01:00 AM EDT on Monday, August 4, 2008

By Michael Janusonis

Journal Arts Writer

Madeline Carroll, 12, is winning critical praise for her role as Molly in Swing Vote, with Kevin Costner.


Disney / Ben Glass

BOSTON Madeline Carroll, who is winning praise from the critics for her first starring role, as Kevin Costner’s determined and wise daughter in Swing Vote, is poised and confident during an early morning interview at a posh hotel. She seems older and wiser than her 12 years.

Her long hair, and an almost floor-length cotton jacket worn over a yellow T-shirt and floor-length granny skirt because of the hotel’s chilly air conditioning, enhance that sense.

But then Madeline gets caught up in trying to make a crystal goblet “sing” by rubbing her finger around its rim and one thinks: Yeah, she really is a kid.

Madeline, who has been appearing in print ads, TV commercials and small movie roles since she was 3, takes great joy when a studio publicist shows her that by holding the base of the goblet, the sound comes more easily.

“Yeah, I can do it!” she says with a gleeful sense of accomplishment as a piercing whine comes from the top of the glass.

Although some have already favorably compared Madeline to young star actresses Abigail Breslin and Dakota Fanning, she comes across as unpretentious and down to earth. In fact, although there was a tutor for her on the New Mexico set of Swing Vote when production lingered from late last summer into September, she says she attends a public school in suburban Los Angeles and will be in the seventh grade there when school begins in a few weeks.

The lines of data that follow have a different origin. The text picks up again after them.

PR #564, opened 2026-05-12
Passmanager infra

positr0nium:
## Description

Introduces a structured pass manager infrastructure (`qrisp.circuit.pass_management`) — a formal framework for organizing, composing, and applying quantum circuit transformation passes. Includes a `CircuitPass` decorator with type checking, a `PassManager` pipeline, 14 built-in circuit transformation passes, full Sphinx documentation, and comprehensive tests.

## Related Issues

Closes #
Related to #

## Type of Change

- [x] Feature (new functionality)
- [x] Documentation
- [ ] Change Request (modification of existing functionality)
- [ ] Bug Fix
- [ ] Refactoring (no behavior change)
- [ ] Performance improvement
- [ ] CI / Build

## Breaking Change?
- [ ] Yes
- [x] No

## What was changed?

- Added `CircuitPass` decorator (`circuit_pass.py`) to wrap `QuantumCircuit → QuantumCircuit` functions with runtime type validation.
- Added `PassManager` pipeline (`pass_manager.py`) — ordered collection of `CircuitPass` instances applied via `run()`, with `add_pass`, `insert_pass`, `remove_pass`, `clear`, `verify`, `__iadd__`, and iteration.
- Added 14 built-in passes in `passes/`:
  - `arange_swaps` — reorder SWAP qubits for better cancellation
  - `cancel_inverses` — cancel adjacent gate–inverse pairs via DAG analysis
  - `cancel_zero_controls` — remove gates controlled on `|0⟩`
  - `combine_single_qubit_gates` — fuse consecutive single-qubit gates
  - `commute_swaps` — commute single-qubit ops past SWAP gates
  - `convert_to_cz` — convert CX, CY, SWAP to CZ-based decompositions
  - `decompose` — recursively dissolve synthesized gates (configurable level + predicate)
  - `gray_synth_toffoli` / `is_toffoli` — Gray-synthesis Toffoli decomposition and predicate
  - `manual_layout` — re-index qubits via user-supplied mapping
  - `remove_barriers` — strip barrier instructions
  - `resolve_swaps` — fold SWAPs into qubit index remapping
  - `reverse_parallelize` — reverse-order parallelization for deeper optimization
  - `visualize` — no-op debug pass that prints the circuit
- Added Sphinx documentation pages for `CircuitPass`, `PassManager`, and all passes with examples inline in docstrings.
- Added 15 test files covering every built-in pass, `CircuitPass`, and `PassManager`.

## How was it tested?

| Test-ID | Status |
|---------|--------|
[...]

Issue #563, opened 2026-05-11
Adding FOQCS-LCU BlockEncoding method support


Redperij:
### Priority

Medium

### Responsible

@MSY2K , and @Redperij

### Target Milestone

v0.9, Support for Heisenberg and Spin Glass model examples with 🦊-LCU

### Goal

The goal is to introduce the [FOQCS-LCU](https://arxiv.org/abs/2507.20887) block encoding method (#448) and transfer its [Qiskit implementation](https://github.com/QuantumComputingLab/foqcs-lcu) to Qrisp. The bare minimum is to implement the optimal Heisenberg model and the more general spin-glass model. 🦊-LCU handles certain LCUs (like the Heisenberg and Spin-Glass model) more effectively by exploiting their structure, but doing so requires a custom PREP block for each model.

### Sub-Issues

- [x] #567 
- [x] #565 
- [x] #566 

### Dependencies & Order

Depends on the PRs (must be merged in top-down order):
- [x] #574 
- [x] #564 
- [x] #572 
- [x] #597 

### Definition of Done

- [x] Heisenberg model implemented and tested
- [x] Spin-glass model implemented and tested
- [x] BlockEncoding class methods behaviour with 🦊-LCU is verified
- [x] Tests are complete
- [x] All sub-issues closed
- [x] Documentation updated
- [x] Peer-reviewed

Potential future improvements using "[Practical block encodings of matrix polynomials that can also be trivially controlled](https://arxiv.org/abs/2601.18767)"?

Redperij:
<img width="640" height="434" alt="Image" src="https://github.com/user-attachments/assets/db2632f0-15bb-42a3-a35f-d32fe10f3893" />

PR #572, opened 2026-05-13
Dicke states expansion

### LINKED ISSUE #565: Dicke state cannot be used under JASP
### Priority

Medium

### Responsible

@Redperij

### Target Version / Milestone

_No response_

### Type of Change

API change (non-breaking)

### Breaking Change?

No

### Short Description

Dicke state preparation function cannot run under JASP due to the internal `len(qv)` call. Suggestion: making the `len(qv)` call optional depending on whether the Quantum variable length was specified using a new parameter.

### Current Behavior

As in short Description, JASP throws an error due to the `n = len(qv)` call.
```python
def dicke_state(qv, k, num_qubits: int = 0):
"""
...
"""
    n = len(qv)
    for index2 in reversed(range(k + 1, n + 1)):
        split_cycle_shift(qv, index2, k)

    for index in reversed(range(2, k + 1)):
        split_cycle_shift(qv, index, index - 1)
```

### Desired Behavior

Suggestion is to add `num_qubits` parameter or something alike, to allow passing the number of qubits manually.
If specified, the parameter value is trusted and used as a length of quantum variable. If left unspecified or 0, (default behaviour), the function will behave as before the change - using `len(qv)`
```python
def dicke_state(qv, k, num_qubits: int = 0):
"""
...
    Parameters
    ----------
    ...
    num_qubits: Int
        Number of passed qubits, used instead of `len(qv)` call if specified to any value other than 0. Default is 0
...
"""
    if num_qubits == 0:
        n = len(qv)
    else:
        n = num_qubits

    for index2 in reversed(range(k + 1, n + 1)):
        split_cycle_shift(qv, index2, k)

    for index in reversed(range(2, k + 1)):
        split_cycle_shift(qv, index, index - 1)

```

### Rationale / Justification

Non-compact FOQCS-LCU implementation from #563 requires using Dicke state preparation under JASP to be compatible with BlockEncoding class functionality. The suggested change will not affect the existing code and will allow to use the `dicke_state()` function without relying on its internal `len(qv)` call.

### Migration Path

N/A

### Affected Components

- `qrisp.alg_primitives.dicke_state_prep`

### Acceptance Criteria

- [x] Unmodified function calls behaviour did not change
- [x] Dicke state can be used under JASP with passed `num_qubits` parameter.
- [x] Change is discussed and any required modifications made
- [ ] Change is accepted
- [ ] Peer-reviewed

### Means of Verification

Tested in context of FOQCS-LCU #563.
Special custom unit tests can be created if necessary.

### Dependencies

Was needed for non-compact implementation of Heisenberg model from #563, currently is not necessary.

### Definition of Done

- [x] Code implemented and peer-reviewed
- [x] All existing tests updated / still passing
- [x] New regression tests added
- [x] Migration path documented (if breaking)
- [x] Deprecation warnings added (if applicable)
- [x] Documentation updated
- [ ] Changelog entry added

### LINKED ISSUE #567: Unbalanced W state preparation
### Priority

Medium

### Responsible

@Redperij

### Short Description

Qrisp lacks an unbalanced version of `dicke_state()` preparation routine. Unbalanced W state allows to prepare unbalanced Dicke state with one excitation.

### Long Description

Linear chain unbalanced W state preparation algorithm version provided by @positr0nium , and modified by @Redperij is given below:

```python
def unbalanced_W_state(
    qv: QuantumVariable | Sequence[Qubit],
    amplitudes: list,
    num_qubits: int = 0,
    reversed: bool = False
) -> None:
    r"""
    Prepare a generalized W state (unbalanced Dicke state of Hamming weight 1)
    on the given :ref:`QuantumVariable`.

    The resulting quantum state is

    .. math::

        |\psi\rangle \;=\; \sum_{i=0}^{n-1} a_i \,|e_i\rangle

    where :math:`|e_i\rangle` is the computational basis state with a single
    ``1`` at position `i`, and :math:`a_i` are the (possibly complex)
    amplitudes given by ``amplitudes``. The input array is automatically
    normalized so that :math:`\sum_i |a_i|^2 = 1`.

    Parameters
    ----------
    qv : QuantumVariable
        A freshly allocated :ref:`QuantumVariable` in the
        :math:`|0\dots0\rangle` state whose size matches ``len(amplitudes)``.
    amplitudes : array_like
        A 1-D sequence of complex (or real) target amplitudes, one per qubit.
        Its length must equal ``qv.size``.
    num_qubits : int
        Number of passed qubits, used instead of `len(qv)` call if specified to any value other than 0. Default is 0
    reversed : bool, optional
        If ``True``, reverse the order of the received amplitudes before
        preparing the state. Default is ``False``

    Raises
    ------
    ValueError
        If ``len(amplitudes) != qv.size`` or if the amplitude vector is zero.

    Notes
    -----
    **Algorithm.**
    The circuit distributes a single excitation across all qubits using a
    linear chain of ``XXYY`` gates:

    1. Apply ``X`` to qubit 0, producing :math:`|10\dots0\rangle`.
    2. For each qubit :math:`i = 0, \dots, n{-}2`:

       a. Compute :math:`\theta = 2\arccos(|a_i|\,/\,r_i)` where :math:`r_i`
          is the remaining (undistributed) amplitude magnitude.
       b. Apply ``XXYY(θ, π/2)`` on qubits :math:`(i,\, i{+}1)`.  In the
          single-excitation subspace this acts as a parametrized partial swap,
          leaving magnitude :math:`|a_i|` on qubit :math:`i` and passing the
          rest to qubit :math:`i{+}1`.
       c. Apply a phase gate :math:`P(\arg a_i)` on qubit :math:`i` to imprint
          the correct complex phase.

    3. Apply :math:`P(\arg a_{n-1})` on the last qubit.

    **Resources.**
    The circuit uses :math:`n{-}1` ``XXYY`` gates (each decomposable into
    2 CNOTs + single-qubit rotations) and :math:`n` phase gates, yielding
    :math:`\mathcal{O}(n)` depth and gate count.

    Examples
    --------
    >>> import numpy as np
    >>> from qrisp import QuantumVariable
    >>> a = np.array([1j, 2, 3, 4])
    >>> qv = QuantumVariable(4)
    >>> unbalanced_W_state(qv, a)
    >>> print(qv.qs.statevector())
    """
    if num_qubits == 0:
        n = len(qv)
    else:
        n = num_qubits

    a = np.asarray(amplitudes, dtype=complex)

    if reversed:
        a = a[::-1]

    if len(a) != n:
        raise ValueError(
            f"Length of amplitudes ({len(a)}) must match qv.size ({n})."
        )

    # Normalize so that <a|a> = 1
    norm = np.sqrt(np.vdot(a, a).real)
    if norm < 1e-15:
        raise ValueError("Amplitude vector must be non-zero.")
    a = a / norm
    abs_a = np.abs(a)

    # --- Step 1: place the single excitation on qubit 0  --->  |10...0>
    x(qv[0])

    # --- Step 2: redistribute amplitude along the qubit chain
    # `remaining` tracks the magnitude still carried by the "active" qubit
    # (the one that has not yet been peeled off).
    remaining = 1.0
    for i in range(n - 1):
        # Choose θ so that cos(θ/2) = |a_i| / remaining,
        # i.e. qubit i retains exactly magnitude |a_i|.
        theta = 2 * np.arccos(np.clip(abs_a[i] / remaining, -1.0, 1.0))

        # XXYY(θ, π/2) performs a parametrized partial swap in the
        # single-excitation subspace {|01>, |10>}:
        #   |10> -> cos(θ/2)|10> - sin(θ/2)|01>
        xxyy(theta, np.pi / 2, qv[i], qv[i + 1])

        # Update the undistributed amplitude magnitude for the next step
        remaining *= np.sin(theta / 2)

        # Imprint the complex phase of a_i onto qubit i
        p(np.angle(a[i]), qv[i])

    # --- Step 3: imprint the phase on the last qubit
    p(np.angle(a[-1]), qv[-1])
```

As was pointed out, there is a log depth version possible through distributing the excitation through a tree structure. It requires additional work to implement and verify and may not be a suitable modification before v0.9 milestone.

### Means of Verification

Extensively tested in context of FOQCS-LCU #563 .
Special custom unit tests can be created if necessary.

Redperij:
## Description

This PR enables dicke_state() function compatibility with jasp and introduces unbalanced W state preparation routine, (unbalanced Dicke state with one excitation).

## Related Issues

Closes #565 
Closes #567 
Related to #563 

## Type of Change

- [ ] Bug Fix
- [ ] Performance improvement
- [x] Documentation
- [ ] CI / Build

## Breaking Change?
- [ ] Yes
- [x] No

N/A

## What was changed?

- Added `qrisp.alg_primitives.unbalanced_w_state.py` with jasp-compatible unbalanced_W_state() implementation.
- Reworked dicke_state() function from `qrisp.alg_primitives.dicke_state_prep.py` to be jasp-compatible
- Added unit tests for unbalanced_W_state() and dicke_state() in `algorithms_tests.test_dicke_states.py`.

### dicke_state()
| Test-ID | Status | Description |
| ------------- | ------------- | ------------- |
| test_dicke_state_balanced  | ✅ | Tests function call produced state vectors against the manually prepared ones. |
| test_dicke_state_balanced_jasp  | ✅ | Tests that dicke_state call works under jasp and produces the expected distribution. |
| test_dicke_state_balanced_jasp_inverse | ✅ | Tests that dicke_state works under inverse and jasp environments simultaneously. |
| test_dicke_state_k| ✅ | Tests that dicke_state produces correct measurements with k > 1 number of excitations. |

### unbalanced_W_state()
| Test-ID | Status | Description |
| ------------- | ------------- | ------------- |
| test_unbalanced_W_state | ✅ | Tests function call produced state vectors against the manually prepared ones. Failed the compilation due to the bug fixed in #564. |
| test_unbalanced_W_state_measurement | ✅ | Tests that unbalanced_W_state produces correct measurements. |
| test_unbalanced_W_state_jasp | ✅ | Verifies that unbalanced_W_state functions under jasp, checks the resulting measurements. |
| test_unbalanced_W_state_jasp_inverse | ✅ | Tests that unbalanced_W_state works under inverse and jasp environments simultaneously. |
| test_unbalanced_W_state_fail_len_check | ✅ | Tests that in static environment amplitudes vector sanity check is executed. |
| test_unbalanced_W_state_fail_zero_vector | ✅ | Tests that in static environment amplitudes vector sanity check is executed. |
| test_unbalanced_W_state_one_qubit_jasp | ✅ | Tests that a single qubit unbalanced_W_state preparation produces single X and phase gate under jasp environment. |

## Checklist


src/qrisp/alg_primitives/dicke_state_prep.py
```diff
@@ -21,7 +21,7 @@
 from qrisp.core import cx, ry
```
renezander90, line 25:
```suggestion
from qrisp.jasp import jlen, jrange
```

src/qrisp/alg_primitives/dicke_state_prep.py
renezander90: - Remove unnecessary ``index_range`` list.
- Remove if/else distinction. (highIndex case can be treated outside of the loop)
- Use jax.numpy instead of numpy (index will be Tracer in Jasp)

src/qrisp/alg_primitives/dicke_state_prep.py
```diff
@@ -31,7 +31,9 @@ def dicke_state(qv, k):
     qv : QuantumVariable
         Initial quantum variable to be prepared. Has to be in target subspace.
     k : Int
-        The Hamming weight (i.e. number of "ones") for the desired dicke state
+        The Hamming weight (i.e. number of "ones") for the desired dicke state.
+    num_qubits: Int
+        Number of passed qubits, used instead of `len(qv)` call if specified to any value other than 0. Default is 0
```
renezander90: Thank you, while this solution works;
- it seems unnecessary to expose ``num_qubits`` to the user
- if ``num_qubits`` is passed through several function calls it might still become a Tracer in Jasp
- it is not optimal from a compilation performance perspective, since the loops will be unrolled in Jasp

Please note that ``jlen(qv)`` will work in both, static and dynamic (Jasp) modes. However, in Jasp, the result will be a Tracer, hence note work with standard Python loops (``range`` -> ``jrange``). 
``jrange`` will not work with ``reversed`` and the (unnecessary) static list ``index_range = [highIndex - i for i in range(lowIndex)]``. Hence, some minor rewriting of the code would be necessary (see hints below :)).

src/qrisp/alg_primitives/unbalanced_w_state.py
```diff
@@ -0,0 +1,143 @@
...
+
+    Parameters
+    ----------
+    qv : QuantumVariable
+        A freshly allocated :ref:`QuantumVariable` in the
+        :math:`|0\dots0\rangle` state whose size matches ``len(amplitudes)``.
+    amplitudes : array_like
+        A 1-D sequence of complex (or real) target amplitudes, one per qubit.
+        Its length must equal ``qv.size``.
+    num_qubits : int
```
renezander90: See comments for dicke state preparation. A ``num_qubits`` parameter would only be need if you want to allow partial W-states as well, i.e., only the first k<n qubits are considered. If this is the intention, it should be noted in the documentation.

renezander90 (changes requested):

Redperij:
Thank you.
Rewritten both functions to use jax.numpy. It is a pity that I had to remove sanity checks from unbalanced_W_state, since it is nice to know if passed amplitude array length matches the number of qubits. Both functions (now only unbalanced_W_state) in context of FOQCS-LCU are often used on certain parts of ancillary qubits, so it is easy to make a mistake.

renezander90:
> Thank you. Rewritten both functions to use jax.numpy. It is a pity that I had to remove sanity checks from unbalanced_W_state, since it is nice to know if passed amplitude array length matches the number of qubits. Both functions (now only unbalanced_W_state) in context of FOQCS-LCU are often used on certain parts of ancillary qubits, so it is easy to make a mistake.

Thank you:) You can guard the checks with ``if check_for_tracing_mode() and a!=b: raise ...`` (use: ``from qrisp.jasp import check_for_tracing_mode``. Then they will still work in the static pipeline.

Redperij:
Thanks, I will add the check and test for it shortly.

Redperij:
`unbalanced_W_state` method requires a fix from #564 , specifically, from commit [cccfe04](https://github.com/eclipse-qrisp/Qrisp/commit/cccfe04ea509f0e08245142df29f783809e458b5)

Tests `test_unbalanced_W_state` and `test_unbalanced_W_state_trailing_zeroes` assume the fix is applied and fail on current branch.

renezander90:
Please note that in order to be shown in the documentation, you need to create a corresponding `.rst` file here: https://github.com/eclipse-qrisp/Qrisp/tree/main/documentation/source/reference/Primitives and add a reference in the `index.rst` here: https://github.com/eclipse-qrisp/Qrisp/blob/main/documentation/source/reference/Primitives/index.rst

Also see: https://github.com/eclipse-qrisp/Qrisp/blob/main/documentation/source/reference/Development%20Guide/documentation.rst

Best practice is to build the documentation locally to ensure that it is displayed as intended and does not introduce any new warnings when building the documentation.

src/qrisp/alg_primitives/unbalanced_w_state.py
```diff
@@ -0,0 +1,159 @@
...
+
+import numpy as np
+import jax.numpy as jnp
+from qrisp import QuantumVariable, Qubit, x, xxyy, p
+from qrisp.jasp import jrange, check_for_tracing_mode
+from collections.abc import Sequence
+
+def unbalanced_W_state(
+    qv: QuantumVariable | Sequence[Qubit],
+    amplitudes: list,
```
renezander90: Should be `NDArrayLike`: https://github.com/eclipse-qrisp/Qrisp/blob/69cb731bd8ae1f2f963939b2819ebf779219b724/src/qrisp/typing.py#L72

src/qrisp/alg_primitives/unbalanced_w_state.py
```diff
@@ -0,0 +1,159 @@
...
+    reversed: bool = False
```
renezander90: Do we need this `reversed` argument? It could also be delegated to the user to simply provide the reversed array.

tests/algorithms_tests/test_dicke_states.py
```diff
@@ -0,0 +1,302 @@
...
+    prepared_sv = qv.qs.compile().statevector_array()
+
+    # Manual expected state:
+    # |D^3_1> = (|001> + |010> + |100>) / sqrt(3)
+    expected_sv = np.zeros(2 ** n, dtype=complex)
+    amp = 1 / np.sqrt(n)
+    for i in range(n):
+        expected_sv[2 ** i] = amp
+
+    print(f"Prepared statevector:\n{prepared_sv}")
```
renezander90: Test should not contain `print` statements

tests/algorithms_tests/test_dicke_states.py
```diff
@@ -0,0 +1,302 @@
...
+        qv = QuantumVariable(n)
+        x(qv[n - 1])
+        dicke_state(qv, k)
+        with invert():
+            x(qv[n - 1])
+            dicke_state(qv, k)
+        return qv
+    
+    result = main()
+    #prepared_sv = result.qs.compile().statevector_array()
```
renezander90: Remove

tests/algorithms_tests/test_dicke_states.py
```diff
@@ -0,0 +1,302 @@
...
+    # Prepare balanced Dicke state
+    @terminal_sampling
+    def main():
+        qv = QuantumVariable(n)
+        x(qv[n - 1])
+        dicke_state(qv, k)
+        return qv
+    
+    result = main()
+    #prepared_sv = result.qs.compile().statevector_array()
```
renezander90: Remove

src/qrisp/alg_primitives/unbalanced_w_state.py
Redperij: I found it useful to have a quick switch for reversing the amplitudes array. Amplitude ordering commonly causes confusion due to the different qubit ordering conventions across frameworks / algorithms.

So, `reversed` is not necessarily needed, but proved to be convenient. It's up to preference.

Redperij:
I noticed that in https://github.com/eclipse-qrisp/Qrisp/blob/main/documentation/source/reference/Primitives/index.rst
`cyclic_shift` and `iterable_permutation` are present in the navigation tree but do not have entries in the primitives table. Is this intentional?

renezander90:
> I noticed that in https://github.com/eclipse-qrisp/Qrisp/blob/main/documentation/source/reference/Primitives/index.rst `cyclic_shift` and `iterable_permutation` are present in the navigation tree but do not have entries in the primitives table. Is this intentional?

Bildschirmfoto 2026-06-07 um 21 44 23

They are all bundled in one entry.

src/qrisp/alg_primitives/unbalanced_w_state.py
renezander90: I think there was a misunderstanding. I meant `amplitudes` should be of type `NDArrayLike`.

src/qrisp/alg_primitives/unbalanced_w_state.py
```diff
@@ -0,0 +1,159 @@
...
+
+    **Resources.**
+    The circuit uses :math:`n{-}1` ``XXYY`` gates (each decomposable into
+    2 CNOTs + single-qubit rotations) and :math:`n` phase gates, yielding
+    :math:`\mathcal{O}(n)` depth and gate count.
+
+    Examples
+    --------
+    >>> import numpy as np
+    >>> from qrisp import QuantumVariable
```
renezander90:
```suggestion
    >>> from qrisp import QuantumVariable, unbalanced_W_state
```

src/qrisp/alg_primitives/dicke_state_prep.py
```diff
@@ -16,9 +16,10 @@
...
 """
 
-import numpy as np
+import jax.numpy as jnp
 
 from qrisp.core import cx, ry
+from qrisp.jasp import jlen, jrange
 
 
 def dicke_state(qv, k):
```
renezander90:
```suggestion
def dicke_state(qv: QuantumVariable | Sequence[Qubit], k: int) -> None:
```

We should fix the typing here:) This would require the corresponding imports.

src/qrisp/alg_primitives/dicke_state_prep.py
```diff
@@ -71,21 +74,21 @@ def split_cycle_shift(qv, highIndex, lowIndex):
     lowIndex : Int
```
renezander90:
```suggestion
    lowIndex : int
```

src/qrisp/alg_primitives/unbalanced_w_state.py
renezander90: After consulting with AI: this argument should be removed.

src/qrisp/alg_primitives/unbalanced_w_state.py
```diff
@@ -0,0 +1,161 @@
...
+    >>> print(qv.qs.statevector())
+    """
+    a = jnp.asarray(amplitudes, dtype=complex)
+
+    if reversed:
+        a = a[::-1]
+
+    n = a.shape[0] # Use the static shape of amplitudes
+
+    if not check_for_tracing_mode():
```
renezander90, line 101: Needs tests that errors are raised; use `pytest.raises`

src/qrisp/alg_primitives/unbalanced_w_state.py
```diff
@@ -0,0 +1,161 @@
...
+
+    Notes
+    -----
+    **Algorithm.**
+    The circuit distributes a single excitation across all qubits using a
+    linear chain of ``XXYY`` gates:
+
+    0. Precompute all required :math:`\theta` angles using
+       :math:`r_i = \sqrt{ \sum_{ j = i }^{ n - 1 }{ |a_j| ^ 2 } }`
+       and :math:`\theta = 2\arccos(|a_i|\,/\,r_i)`.
```
renezander90: Should this be theta_i ?

src/qrisp/alg_primitives/unbalanced_w_state.py
```diff
@@ -0,0 +1,161 @@
...
+    1. Apply ``X`` to qubit 0, producing :math:`|10\dots0\rangle`.
+    2. For each qubit :math:`i = 0, \dots, n{-}2`:
+
+       a. Compute :math:`\theta = 2\arccos(|a_i|\,/\,r_i)` where :math:`r_i`
```
renezander90: I think we already do this in step 0?

tests/algorithms_tests/test_dicke_states.py
```diff
@@ -0,0 +1,269 @@
...
+from qrisp.alg_primitives.unbalanced_w_state import unbalanced_W_state
+from qrisp.alg_primitives.dicke_state_prep import dicke_state
+from qrisp.jasp import terminal_sampling
+from qrisp.environments import control, invert
+
+#############################################################
+##################### Dicke state tests #####################
+#############################################################
+
+def test_dicke_state_balanced():
```
renezander90: There should be tests also for k>1 to ensure there is no regression. Possibly use ` pytest.mark.parametrize`. It could be challenging to initialise the amp vector. One could also use `.get_measurement()` and check that all results have the correct number of ones in binary + that the number of distinct measurement results is n choose k.

renezander90 (changes requested):
Thanks for the contribution! We're making great progress, just a few more items to wrap up. :)

src/qrisp/alg_primitives/unbalanced_w_state.py
Redperij: I think that 2 existing tests in `test_dicke_states.py` already cover that: `test_unbalanced_W_state_fail_len_check` and `test_unbalanced_W_state_fail_zero_vector`.
```python
def test_unbalanced_W_state_fail_len_check():
    n = 1 # Number of qubits
    amps = np.array([0.25 + 0.2j, 2, 3, 4, 5, 6, 7], dtype=complex)

    # Prepare unbalanced Dicke state
    qv = QuantumVariable(n)
    with pytest.raises(ValueError) as exc_info:
        unbalanced_W_state(qv, amps)

    assert f"Length of amplitudes" in str(exc_info.value)

def test_unbalanced_W_state_fail_zero_vector():
    n = 3 # Number of qubits
    amps = np.array([0, 0, 0], dtype=complex)

    # Prepare unbalanced Dicke state
    qv = QuantumVariable(n)
    with pytest.raises(ValueError) as exc_info:
        unbalanced_W_state(qv, amps)

    assert f"Amplitude vector must be non-zero." in str(exc_info.value)
```

renezander90: Yes, indeed, I missed them.

renezander90:
The `test_dicke_state.py` should be moved to the `primitives_tests` folder.

src/qrisp/alg_primitives/unbalanced_w_state.py
```diff
@@ -0,0 +1,154 @@
...
+
+import numpy as np
+import jax.numpy as jnp
+from qrisp.core import QuantumVariable, x, xxyy, p
+from qrisp.circuit import Qubit
+from qrisp.typing import NDArrayLike
+from qrisp.jasp import jrange, check_for_tracing_mode
+from collections.abc import Sequence
+
+def unbalanced_W_state(
```
renezander90: Function name should be `unbalanced_w_state` (lowercase)

renezander90 (approved):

Her friends, she says, think her working with the likes of Academy Award-winner Costner, Dennis Hopper and Kelsey Grammer in Swing Vote is “cool. They don’t get all jealous. Some people get cranky, but they’re really nice. My friends are awesome.

“I guess they like that I do it, but I don’t think they’re into [acting] themselves.”

In Swing Vote, Madeline plays Molly, the savvy and responsible daughter of a slacker father, played by Costner. In a very real sense, she has become the adult in this family, prodding her father to get up and go to work, registering him to vote for the presidential election and then pushing him to meet her at the polling place.

She said Molly’s wise-beyond-her-years life was the result of her “knowing since she was a little girl that she has to take care of her Dad because he has . . . issues.”

Critics have praised a couple of the film’s big emotional scenes, in which Madeline’s eyes well up with tears. “I would think about my family,” she says when asked about how difficult those scenes were to pull off. “My dog passed away just before we started the movie, so that just helped me cry.

“But it’s not about crying, really, but about what’s happening to [Molly]. When I read the script, it made me cry when I had to get into her shoes and understand how she was feeling.”

Madeline is the only girl in her family; she has three brothers, ages 6, 10 and 15, and her 10-year-old brother has done a bit of work in commercials. “But we don’t force him,” she says, sounding a little like the motherly Molly. Her own mother, she says, is a homemaker and her father is a contractor.

Madeline first got in front of a camera when she was 3, appearing in print ads for department stores.

“Then, when I was like 5 and was in a nail shop with my aunt, Wendy Green came along and offered to be my agent.”

Green “discovered” the little girl and before long Madeline was appearing in TV commercials and, eventually, movies.

Although she plays the “parent” in her scenes with Costner in Swing Vote, she says that at home she never tries to boss her own parents around.

“No,” she says with a laugh, “I would get killed.”